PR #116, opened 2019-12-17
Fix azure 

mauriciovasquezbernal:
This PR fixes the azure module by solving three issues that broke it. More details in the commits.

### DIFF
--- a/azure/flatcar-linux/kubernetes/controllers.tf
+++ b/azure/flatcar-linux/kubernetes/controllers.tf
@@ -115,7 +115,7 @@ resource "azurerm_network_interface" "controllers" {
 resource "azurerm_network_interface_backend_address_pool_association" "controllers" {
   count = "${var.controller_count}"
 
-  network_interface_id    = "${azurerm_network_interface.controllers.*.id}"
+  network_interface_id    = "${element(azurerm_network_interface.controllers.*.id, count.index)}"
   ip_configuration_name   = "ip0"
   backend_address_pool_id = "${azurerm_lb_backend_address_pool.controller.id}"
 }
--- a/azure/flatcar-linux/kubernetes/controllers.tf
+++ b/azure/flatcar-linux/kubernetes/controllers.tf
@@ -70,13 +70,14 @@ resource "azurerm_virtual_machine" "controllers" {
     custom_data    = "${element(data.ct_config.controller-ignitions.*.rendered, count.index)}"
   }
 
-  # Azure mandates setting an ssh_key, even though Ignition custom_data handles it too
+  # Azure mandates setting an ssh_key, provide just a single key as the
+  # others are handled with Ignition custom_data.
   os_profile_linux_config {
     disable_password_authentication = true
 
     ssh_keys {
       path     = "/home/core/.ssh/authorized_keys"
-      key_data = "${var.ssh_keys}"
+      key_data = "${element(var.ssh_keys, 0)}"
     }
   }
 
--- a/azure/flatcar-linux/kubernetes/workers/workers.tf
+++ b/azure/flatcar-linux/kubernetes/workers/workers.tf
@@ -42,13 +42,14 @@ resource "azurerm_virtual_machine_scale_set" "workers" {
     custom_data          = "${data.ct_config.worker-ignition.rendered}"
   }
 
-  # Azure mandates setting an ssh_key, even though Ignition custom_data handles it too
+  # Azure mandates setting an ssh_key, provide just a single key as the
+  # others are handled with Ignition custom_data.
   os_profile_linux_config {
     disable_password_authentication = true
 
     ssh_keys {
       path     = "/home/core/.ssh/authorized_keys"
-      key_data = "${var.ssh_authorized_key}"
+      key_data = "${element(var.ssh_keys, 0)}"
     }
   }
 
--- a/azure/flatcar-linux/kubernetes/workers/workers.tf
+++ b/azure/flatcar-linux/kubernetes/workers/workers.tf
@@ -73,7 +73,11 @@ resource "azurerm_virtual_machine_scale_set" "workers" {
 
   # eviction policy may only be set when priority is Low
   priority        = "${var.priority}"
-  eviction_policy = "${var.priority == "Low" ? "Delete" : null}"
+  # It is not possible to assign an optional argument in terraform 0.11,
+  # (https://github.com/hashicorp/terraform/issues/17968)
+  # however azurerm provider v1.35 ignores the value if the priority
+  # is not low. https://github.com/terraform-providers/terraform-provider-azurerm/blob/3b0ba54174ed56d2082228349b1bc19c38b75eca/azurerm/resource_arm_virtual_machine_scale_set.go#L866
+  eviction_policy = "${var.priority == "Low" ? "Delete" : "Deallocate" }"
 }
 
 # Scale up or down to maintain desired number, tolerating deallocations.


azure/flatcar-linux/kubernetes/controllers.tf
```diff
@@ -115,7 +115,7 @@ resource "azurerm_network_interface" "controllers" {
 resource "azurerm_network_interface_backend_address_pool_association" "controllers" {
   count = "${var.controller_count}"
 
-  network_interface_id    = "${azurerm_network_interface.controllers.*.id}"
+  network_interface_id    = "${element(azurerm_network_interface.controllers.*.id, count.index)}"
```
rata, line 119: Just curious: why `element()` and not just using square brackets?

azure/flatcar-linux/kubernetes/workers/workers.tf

Task instructions: An exact copy of all the entries above is what is needed.

Output of the task:
PR #116, opened 2019-12-17
Fix azure 

mauriciovasquezbernal:
This PR fixes the azure module by solving three issues that broke it. More details in the commits.

### DIFF
--- a/azure/flatcar-linux/kubernetes/controllers.tf
+++ b/azure/flatcar-linux/kubernetes/controllers.tf
@@ -115,7 +115,7 @@ resource "azurerm_network_interface" "controllers" {
 resource "azurerm_network_interface_backend_address_pool_association" "controllers" {
   count = "${var.controller_count}"
 
-  network_interface_id    = "${azurerm_network_interface.controllers.*.id}"
+  network_interface_id    = "${element(azurerm_network_interface.controllers.*.id, count.index)}"
   ip_configuration_name   = "ip0"
   backend_address_pool_id = "${azurerm_lb_backend_address_pool.controller.id}"
 }
--- a/azure/flatcar-linux/kubernetes/controllers.tf
+++ b/azure/flatcar-linux/kubernetes/controllers.tf
@@ -70,13 +70,14 @@ resource "azurerm_virtual_machine" "controllers" {
     custom_data    = "${element(data.ct_config.controller-ignitions.*.rendered, count.index)}"
   }
 
-  # Azure mandates setting an ssh_key, even though Ignition custom_data handles it too
+  # Azure mandates setting an ssh_key, provide just a single key as the
+  # others are handled with Ignition custom_data.
   os_profile_linux_config {
     disable_password_authentication = true
 
     ssh_keys {
       path     = "/home/core/.ssh/authorized_keys"
-      key_data = "${var.ssh_keys}"
+      key_data = "${element(var.ssh_keys, 0)}"
     }
   }
 
--- a/azure/flatcar-linux/kubernetes/workers/workers.tf
+++ b/azure/flatcar-linux/kubernetes/workers/workers.tf
@@ -42,13 +42,14 @@ resource "azurerm_virtual_machine_scale_set" "workers" {
     custom_data          = "${data.ct_config.worker-ignition.rendered}"
   }
 
-  # Azure mandates setting an ssh_key, even though Ignition custom_data handles it too
+  # Azure mandates setting an ssh_key, provide just a single key as the
+  # others are handled with Ignition custom_data.
   os_profile_linux_config {
     disable_password_authentication = true
 
     ssh_keys {
       path     = "/home/core/.ssh/authorized_keys"
-      key_data = "${var.ssh_authorized_key}"
+      key_data = "${element(var.ssh_keys, 0)}"
     }
   }
 
--- a/azure/flatcar-linux/kubernetes/workers/workers.tf
+++ b/azure/flatcar-linux/kubernetes/workers/workers.tf
@@ -73,7 +73,11 @@ resource "azurerm_virtual_machine_scale_set" "workers" {
 
   # eviction policy may only be set when priority is Low
   priority        = "${var.priority}"
-  eviction_policy = "${var.priority == "Low" ? "Delete" : null}"
+  # It is not possible to assign an optional argument in terraform 0.11,
+  # (https://github.com/hashicorp/terraform/issues/17968)
+  # however azurerm provider v1.35 ignores the value if the priority
+  # is not low. https://github.com/terraform-providers/terraform-provider-azurerm/blob/3b0ba54174ed56d2082228349b1bc19c38b75eca/azurerm/resource_arm_virtual_machine_scale_set.go#L866
+  eviction_policy = "${var.priority == "Low" ? "Delete" : "Deallocate" }"
 }
 
 # Scale up or down to maintain desired number, tolerating deallocations.


azure/flatcar-linux/kubernetes/controllers.tf
```diff
@@ -115,7 +115,7 @@ resource "azurerm_network_interface" "controllers" {
 resource "azurerm_network_interface_backend_address_pool_association" "controllers" {
   count = "${var.controller_count}"
 
-  network_interface_id    = "${azurerm_network_interface.controllers.*.id}"
+  network_interface_id    = "${element(azurerm_network_interface.controllers.*.id, count.index)}"
```
rata, line 119: Just curious: why `element()` and not just using square brackets?

azure/flatcar-linux/kubernetes/workers/workers.tf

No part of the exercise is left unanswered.